### Task description
Using the listing below, keep only the lines with the word "made" and copy them.

### Dataset content
PR #2474, opened 2026-08-20
fix(aws-strands): stop dropping template configuration on per-thread agents

ranst91:
Closes PNI-329 (consolidates PNI-347).

The bridge treats the caller's `Agent` as a template and builds a fresh agent per thread, so concurrent threads cannot corrupt each other's state. Carrying the template's constructor settings onto those per-thread agents was lossy in both languages, and lossy in silence.

The parameter that made this a ticket is Python's `interventions`: it is how a caller turns on Strands' native human-in-the-loop, so a developer wired up approval prompts and got agents that never paused. Nothing logged.

## What each language was doing

**Python** recovered each parameter by trying the plain attribute, then the underscore-prefixed one. That is forward-compatible only for parameters the Agent keeps under their own name. Measured against the constructor signature, the losses grow with every Strands release: one silently dropped parameter on the version the lockfile pins, four on the current release. Each one was dropped the moment Strands shipped it.

**TypeScript** copied a hand-written list of fields. It had already fallen behind the SDK, and three of the fields it did name were read under property names a built `Agent` does not carry, so they returned `undefined` and never forwarded at all. The list was not merely incomplete; part of it had never worked.

## What this changes

**Python** probes storage conventions rather than tracking parameters by name: the plain attribute, the underscore-prefixed alias, the renamed-private form, and registry-backed parameters read through the registry's own public accessor. A recovered value is checked against the parameter's declared element type, so a registry that happens to expose some other collection is reported rather than forwarded.

`interventions` now reaches per-thread agents with handler identity preserved.

**TypeScript** replaces the hand-written list with an exhaustive table over `keyof Required<AgentConfig>`. Every field is classified, nothing is optional, so a field added to the SDK stops the build until someone says what should happen to it. Two fields that never actually forwarded now do.

Anything that cannot be carried safely is reported instead of guessed at.

## Where the two languages diverge, and why

The mechanisms are not symmetric, because the loudness available to each is not symmetric. TypeScript's config is a static type, so the SDK gaining a field is visible at build time and the exhaustive table is the alarm. Python's constructor is introspected at runtime, so the equivalent check can only happen at runtime, and it warns.

Two fields are classified differently on purpose, in both cases on evidence:

- **Structured output** is forwarded in Python and deliberately not in TypeScript. On the TypeScript side, forwarding it turns on Strands' structured-output tool, which this adapter streams to the client as a visible tool call, and an ordinary text turn then fails with `RUN_ERROR(STRANDS_ERROR: model failed to invoke the structured output tool even after it was forced)`. It had never actually forwarded before, because the old field list read a name a built Agent does not carry, so leaving it off preserves shipped behaviour rather than removing something. On the Python side it round-trips cleanly and injects no tools, verified against strands-agents 1.18.0 and 1.35.0.
- **Plugins** are not forwarded in either language. The SDK registers its own built-ins into the same registry and a second `Agent` refuses to register a built-in twice, and stateful plugins refuse sharing outright (`InMemoryStorage cannot be shared across multiple agents`). They reach per-thread agents through the explicit `plugins` option instead.

One test expectation changed as a result. A TypeScript test asserted that structured output reaches per-thread agents. It passed only because it drives a fabricated template that exposes the field as a public property; against a real Agent the field was never forwarded. The assertion now pins the real behaviour, with the reason in a comment.

## Test work

The ticket was right that the test work matters more than the code fix, and the review rounds proved it twice over.

**The Python round-trip suite no longer skips.** It previously skipped any parameter whose type validation rejected its sentinel, and that skip is what hid a second affected parameter. Sentinels are now synthesized from each parameter's annotation, and checked to differ from that parameter's own default, so a sentinel that happens to equal the default cannot pass vacuously. A parameter this suite cannot exercise now fails. Discovery still comes off the constructor signature; nothing is narrowed to a fixed list.

**The Python round-trip oracle was comparing the code against itself.** Both round-trip tests resolved the value on the template and on the rebuilt agent using the same resolver, so a resolver reading an entirely wrong attribute passed as long as it read the same wrong attribute twice. Rewiring one parameter to read a different attribute kept the whole suite green. Both tests now assert against the value actually set. The same mutation fails them.

**The TypeScript interrupt tests now exercise the real SDK.** `Interrupt` is exported as a type only, so every existing test fabricated `{ id, name, reason }` and cast it. A new harness supplies the only piece a test cannot use for real, the model, and lets a genuine `Agent` construct the interrupts, tool calls, resume handshake and results itself. It immediately pinned two things the fabricated tests had wrong: the SDK derives interrupt ids from the tool use it paused rather than using flat ids like `int-1`, and `StopReason` ends in a `(string & {})` catch-all, so every misspelled stop reason in those tests type-checked cleanly. The approval and denial paths are now distinguished by spying on the tool body, not by inferring from an absent result.

## Mutation testing

Both fixes were broken deliberately and the suites had to notice. Sixteen mutations, all caught: nine in Python (each storage convention, the ownership guard, the type check, the reporting paths, the warning, the varargs filter) and seven in TypeScript (the compile-time table, the underscore convention, each classification, the per-thread array copy).

Three Python mutations were initially missed, because the pinned SDK has no registry-backed parameters to exercise those paths at all. Version-independent tests were added and all three now fail on mutation. Two TypeScript mutations were initially missed for the same reason the ticket describes: the suite was not loading a real agent. They are caught now.

## Transports

Both bridges build per-thread agents in one place, before any transport is involved, so this covers every transport each side serves. On the Python side that is the FastAPI endpoint, SSE and the direct `run()` path. On the TypeScript side that is the Express endpoint and the direct `run()` path, SSE and binary alike. Nothing here is transport-specific and no transport code changed.

## Existing pull requests

**#2141, forward plugins to per-thread agents: superseded.** Its diagnosis is right and the underlying complaint is real. The approach cannot work: it forwards the same plugin instances to every thread, and the SDK rejects that. Re-registering Strands' own built-in raises `plugin already registered`, and a stateful plugin raises `InMemoryStorage cannot be shared across multiple agents`. It also adds `plugins` to the explicit-parameter set by name, which is the per-parameter maintenance the ticket asks us to stop doing. Plugins keep the explicit `plugins` option this PR leaves in place, and the classification is now recorded and tested rather than implicit.

**#2049, `config.reuse_agent` to run the wrapped Agent directly: adapted in spirit, not merged.** It correctly identifies that the rebuild is the lossy step, and it is honest about its precondition. This PR removes most of its motivation by making the rebuild carry what it was dropping. The escape hatch remains a reasonable option for runtimes that already isolate per session, but it trades away per-thread isolation for every user of the flag, so it should be decided on its own merits rather than as a workaround for this defect.

## Deferred

The real-SDK harness surfaced a substantial set of pre-existing defects outside this ticket's subject, most of them in the interrupt protocol. Two examples: a resume that raises a new interrupt has its bookkeeping overwritten at the end of the run, wedging the thread; and `toolStreamEventHandler` is unreachable because the handler's state is cleared by an event the real SDK sends before tool execution, which the existing test passes only because its script omits that event.

None of it is introduced or worsened here, and the interrupt protocol is this integration's strongest capability, so it warrants its own ticket rather than being folded into this one.

One deferred item deserves a specific flag, because it is subject-adjacent and verified. Python forwards `conversation_manager`, `callback_handler`, `retry_strategy` and `tool_executor` by identity, so every thread shares one instance: summary state set on one conversation splices into another's history, and per-thread construction raises `ValueError` outright for a model that keeps state server-side. TypeScript already refuses to share the conversation manager and documents why. Aligning them is a deliberate behaviour change against existing tests that assert the current identity semantics, so it is left for a follow-up rather than taken unilaterally here.

## Verification

- Python: 434 passing on the pinned strands-agents 1.18.0, 442 on 1.35.0, across Python 3.12 and 3.14. Zero skipped.
- TypeScript: 328 passing, `tsc --noEmit` clean, package builds.
- The rewritten Python suite was failing 24 of 42 on Python 3.10 through 3.13 at one point during this work, because the union-type check was written against only one of the two forms those interpreters produce. Caught by review, fixed, and now verified on both interpreter families rather than the one that happened to be local.

---

## Review round

Four findings from review, all confirmed by reproducing them rather than by inspection. The first is the one that mattered.

**The compile-time table did not protect consumers.** `THREAD_FIELD_PLAN` is keyed on `keyof AgentConfig` as resolved when this package is built, and consumers install the package prebuilt against an open-ended `@strands-agents/sdk` peer. So the check had already run, against the older type, and could say nothing about a field a newer SDK added. Measured against the current SDK, six fields were dropped in silence: `contextManager`, `interventions`, `memoryManager`, `checkpointing`, `sandbox` and `storage`. `interventions` is the field that turns on native human-in-the-loop, so the TypeScript half was dropping the very setting this change exists to carry.

Those fields are now classified and spread into the table, which keeps it exhaustive against whichever SDK the build compiles against, and they are read at runtime regardless of what the compiled type declares. `interventions` is registry-backed exactly as it is in Python, so the reader now unwraps registries too. Verified against `@strands-agents/sdk@1.13.0` with the built package: the handler objects reach the per-thread config with identity preserved, and the rebuilt Agent registers them.

Two of the six are deliberately not carried, for the reasons recorded in the table: `contextManager` is a facade the SDK does not keep, and `memoryManager` and `storage` hold conversation-scoped data, which is the same hazard as sharing a conversation manager. `sandbox` is carried, because dropping it silently moves tool execution back onto the host, which is a worse failure than sharing one environment.

**A field marked not forwarded was skipped without being read.** That made a value the caller explicitly set indistinguishable from one they never set. Those fields are now read first and reported when a value is present, at warn level, since a readable value is a chosen one rather than an SDK default.

**`traceAttributes` was classified copyable but never forwarded.** The Agent keeps nothing under that name; the value goes to the tracer. Reaching into the tracer to recover it matched on spelling rather than storage and produced wrong answers elsewhere, so it is declared unsupported and reported. There is now an assertion for it rather than a fixture that sets it and checks nothing.

**The Python suite failed twice against the current SDK.** Reproduced exactly: 56 passing, 2 failing, both `memory_manager`. A declared dict shape was synthesized as an empty dict, which satisfies the annotation and then fails the constructor the SDK splats it into. Declared dict shapes are now declined during synthesis, so a union falls through to the member that can be built directly.

### The lane that should have caught all of this

The pinned lane and the declared-floor lane both test versions that predate these fields, and the manifests declare no upper bound, so every release is advertised as supported the day it ships with nothing watching the top of that range.

Both packages now have a lane that resolves the newest published SDK and runs the suite against it: `aws-strands-python-latest` and `aws-strands-typescript-latest`. Confirmed they work by watching the TypeScript one go red on precisely the six missing fields before they were fixed.

The TypeScript lane also caught a mistake of its own on first run: it installed the SDK with npm, which cannot resolve the `workspace:` protocol this package uses. That approach had been checked locally with pnpm and then committed with the npm command it replaced. It now runs pnpm, verified by executing the lane's three steps verbatim.

### Still outstanding from the review

`retryStrategy` is only partly addressed. A template that passes `null` to disable retries still gets the default strategy back on each per-thread agent. What the SDK retains is the registered strategies rather than the caller's original list, and re-registering those against a second agent carries the same hazard as plugins. It is documented in the table and listed here rather than quietly closed.

### Verification after the review round

- Python: 450 passing on the pinned SDK, 470 on 1.52.0.
- TypeScript: 342 passing and `tsc --noEmit` clean against both the pinned 1.1.0 and the current 1.13.0.
- All CI checks green, including both new lanes.

---

## Second review round: a route instead of more reflection

The previous round classified fields but did not give a caller anywhere to put the ones it could not carry, and its reporting ran only after a value had been read successfully. The settings Strands consumes into internal state during construction therefore hit the unreadable path and bypassed forwarding and reporting alike. Reproduced against SDK 1.13.0 before changing anything: a template built with `retryStrategy: null`, `traceAttributes`, or `contextManager: "auto"` produced neither a forwarded value nor a warning, and the per-thread agent quietly reverted to defaults.

Reflecting harder over a built `Agent` is the wrong instrument for this, so the fix is the route the review asked for.

**`StrandsAgentConfig.threadAgentConfig`** in TypeScript and **`StrandsAgentConfig.thread_agent_kwargs`** in Python run once per thread and are applied over whatever was recovered from the template. A caller can supply anything the template cannot carry and override anything it can. Both keep the adapter in charge of what actually separates threads: the session manager, the seeded history, the model and tool set, and printing. A hook that throws ends the run with `RUN_ERROR` and leaves the thread uncached, so the next request retries rather than reusing a thread that was never built.

The warning now points at that route, and fires only for settings whose value could genuinely be read. For the ones Strands keeps nowhere, "was it set?" has no answer from outside the SDK, and guessing would fire at callers who set nothing; those are documented on the hook itself rather than announced at everyone.

One approach was tried and abandoned: detecting what a caller had set by diffing the template against a pristine `Agent`. It worked, but it constructs an extra agent per adapter purely for a diagnostic and it perturbed tests that count agent constructions. The route makes it unnecessary.

### Tests

Against the real current SDK, covering the review's list directly: an explicit retry opt-out survives instead of reinstalling the default; trace attributes reach the agent that runs; the context manager resolves per thread with both halves of the facade, compared as the delta the option introduces rather than against a hardcoded class name; memory and storage are built per thread rather than shared; and interventions, checkpointing and sandbox still arrive from the template.

Version-sensitive cases assert against a directly-built `Agent` taken through the same initialization, because plugins register during initialization rather than construction, and because releases predating an option ignore it. That keeps each case meaningful on the pinned SDK and the current one, and still failing if the adapter diverges from what the SDK itself does.

Seven mutations of the new route across the two languages, all caught: the caller config never merged, the adapter no longer reclaiming the fields it owns, the provider never called, and hook errors swallowed instead of failing the run.

### Merge

The branch had drifted into conflict with main, which is why an earlier push ran only three checks: GitHub cannot compute a merge for a conflicting PR and skips the workflows. Main had added multi-agent orchestrator support and restructured the same constructor, so template extraction is now conditional on there being a template at all. Resolved by keeping that structure and moving this branch's extraction inside its template-only branch, with the new fields empty on the orchestrator path.

### Verification

- Python: 512 passing on the pinned SDK, and on 1.52.0.
- TypeScript: 399 passing with `tsc --noEmit` clean, against both the pinned 1.1.0 and the current release.
- CI: 34 checks green, including all four Strands lanes.

---

## Later rounds

**Ownership was conditional.** The adapter claimed the session manager and the seeded history as its own, but only overwrote them when it had a replacement to hand. With no session-manager provider and a cold thread there was nothing to overwrite with, so a hook-supplied value survived and every thread shared one session and one history. Those two are now assigned or removed, never left alone.

**A Python hook failure skipped RUN_STARTED**, leaving a client that brackets on the lifecycle events with an unopened run. Every other early-error path in the adapter emits the pair; this one does too now.

**The memory and storage test counted the hook's own calls**, which passes even when nothing it returns reaches an agent. It now asserts each value arrives at the thread it was built for, covers sandbox, and compares against a directly-built and initialized Agent, since plugins register during initialization rather than construction.

**The report of what is not carried was one-shot on a single flag**, and the flag was set before checking whether anything was missing. The hook runs per thread and can answer differently each time, so a thread that supplied every uncarried setting consumed the one report and left the next thread silently without them. It is tracked per field now: a field is reported the first time some thread omits it. Both suites also cover the other half of the rule, that two threads omitting the same setting are told once rather than once each, so deleting the flag outright does not pass either.

### The newest-SDK lane, twice

The lane this PR added went red twice for reasons unrelated to what it guards, which is worth recording because a gate like that is one people learn to ignore.

First it installed the SDK with npm, which cannot resolve the `workspace:` protocol this package uses for its siblings. The approach had been checked locally with pnpm and then committed with the npm command it replaced.

Then it upgraded with `uv pip install --upgrade`, which also pulls shared transitive dependencies forward. That resolved a starlette the locked fastapi cannot work with, and the lane failed in the endpoint's CORS tests, nowhere near the SDK under test. It uses `--upgrade-package` now, so only the SDK moves.

### Verification

- Python: 725 passing on the pinned SDK, 745 on 1.53.0 with the rest of the tree at its locked versions.
- TypeScript: 514 passing with `tsc --noEmit` clean, against both the pinned 1.1.0 and the current release.
- Mutation: every change in these rounds was broken deliberately and the suites caught all of it, including a mutation that restores the exact one-shot bug review found.
- CI: 34 checks green, including all four Strands lanes.


contextablemark (changes requested):
Requesting changes: the forwarding implementation is not safe across the SDK versions this integration advertises, and the new compatibility coverage does not catch several real omissions.

## Should fix

- `integrations/aws-strands/typescript/src/agent.ts:214` — `THREAD_FIELD_PLAN` is exhaustive only against the locked SDK 1.1.0, while this package declares `@strands-agents/sdk >=1.1.0`. The current SDK adds `contextManager`, `interventions`, `memoryManager`, `checkpointing`, `sandbox`, and `storage`; an already-built adapter silently drops all six. The `sandbox` case is particularly risky because the cloned agent then falls back to host execution. Please either support the current fields and add a latest-SDK CI lane, or cap/guard the supported range so future fields fail loudly.

- `integrations/aws-strands/typescript/src/agent.ts:332` — the `notForwarded` branch silently continues. For example, an explicit `retryStrategy: null` disables retries in Strands, but the per-thread clone receives `undefined` and reinstalls the default retry strategy. Unsupported explicit configuration needs to be preserved or surfaced as a visible error/warning rather than changing behavior silently.

- `integrations/aws-strands/typescript/src/agent.ts:260` — `traceAttributes` is classified as copyable, but `_readTemplateField()` can only read `traceAttributes` or `_traceAttributes`; the SDK stores this value inside its private tracer instead. The new real-SDK fixture sets this option without asserting it, and the per-thread config omits it in practice. Please provide an explicit forwarding path or classify/report it as unsupported, and add an assertion that exercises the value.

## Tests

- `integrations/aws-strands/python/tests/test_template_agent_propagation.py:415` — the claimed current-SDK parameterized coverage fails against the current Python SDK (1.52.0): `_synthesize()` supplies `{}` for `MemoryManagerConfig`, but `MemoryManager` requires `stores`. I reproduced 56 passing and 2 failing cases, both for `memory_manager`. Please use a valid sentinel and run this suite in a latest-version CI lane; the locked 1.18.0 suite alone cannot validate the advertised open-ended dependency range.

contextablemark:
Thanks — the Python fix and both latest-SDK CI lanes resolve those parts.

The TypeScript blockers still reproduce against SDK 1.13.0:

- A template built with `retryStrategy: null` and `traceAttributes` produces neither forwarded config nor a warning. The clone reinstalls `DefaultModelRetryStrategy` and has empty trace attributes.
- A template built with `contextManager: "auto"`, `memoryManager`, and `storage` also loses all three. In a real-SDK probe, the clone changed from `SummarizingConversationManager` to `SlidingWindowConversationManager`, lost `ContextOffloader` and `MemoryManager`, and emitted no warning; memory/storage only appeared in default-suppressed debug output.
- `interventions`, `checkpointing`, and a custom `sandbox` did preserve value/identity, so that part is working.

The warning path runs only after `_readTemplateField()` succeeds, but these constructor values have already been consumed into internal state. They therefore hit `raw === undefined` and bypass both forwarding and reporting. Classification in `THREAD_FIELD_PLAN` alone does not make them “carried or reported.”

Please address this at the adapter boundary — preferably with an explicit per-thread agent-config/factory route — rather than adding more generic reflection over a built `Agent`. The current warning suggestion to set values on the Agent the adapter builds per thread is not actionable because the adapter exposes no such route.

Real-SDK tests should verify:

- `retryStrategy: null` does not regain the default strategy;
- trace attributes survive or cause a visible rejection;
- `contextManager: "auto"` retains its resolved behavior;
- memory/storage are recreated per thread or visibly rejected; and
- interventions, checkpointing, and sandbox remain preserved.

Once those pass against the real current SDK, I can rereview.

contextablemark:
Thanks — this is much closer. The new per-thread config route solves the core retry, tracing, and context-manager problem, and I verified that memory, storage, and sandbox configuration work against the current SDK.

I found four remaining gaps:

- TypeScript still lets hook-supplied session state and message history survive when the adapter has no replacement. I reproduced the same session manager reaching two threads, despite the new ownership guarantee.
- The memory/storage test only checks that the callback creates two objects; it never creates a memory manager or verifies either value reached the agents. Sandbox is not asserted either.
- A Python hook failure emits `RUN_ERROR` without first emitting `RUN_STARTED`.
- Adding any per-thread config hook suppresses all unsupported-template warnings, even when the hook does not replace the missing setting.

I’d keep Changes Requested for those, but this is now a small finishing pass. If helpful, I’m happy to take over the PR and close them out rather than send you through another review round.

contextablemark:
Thanks — I think we are down to one real failure. The latest commit addresses the Python latest-SDK lane issue; that rerun is still underway.

The warning behavior still fails in both languages. `threadAgentConfig` / `thread_agent_kwargs` runs per thread, but `_warnedUncarried` / `_warned_uncarried` is global and gets set before checking whether anything is missing. If thread A supplies every uncarried setting and thread B omits them, thread B silently loses those template settings and logs nothing. I reproduced that with matching two-thread regression tests in TypeScript and Python; both fail.

Could we track fields that have actually been reported, and warn each field the first time a thread omits it? That keeps the log one-shot without making the first thread the policy for every later thread.

Everything else from the prior round looks closed.

contextablemark (approved):
Thanks for sticking with the follow-ups here. The per-field tracking fixes the remaining issue in both Python and TypeScript, and the added tests cover the exact late-omission and warn-once cases. I also rechecked the merge with main; everything looks good from my side.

### Task result
The parameter that made this a ticket is Python's `interventions`: it is how a caller turns on Strands' native human-in-the-loop, so a developer wired up approval prompts and got agents that never paused. Nothing logged.
**A field marked not forwarded was skipped without being read.** That made a value the caller explicitly set indistinguishable from one they never set. Those fields are now read first and reported when a value is present, at warn level, since a readable value is a chosen one rather than an SDK default.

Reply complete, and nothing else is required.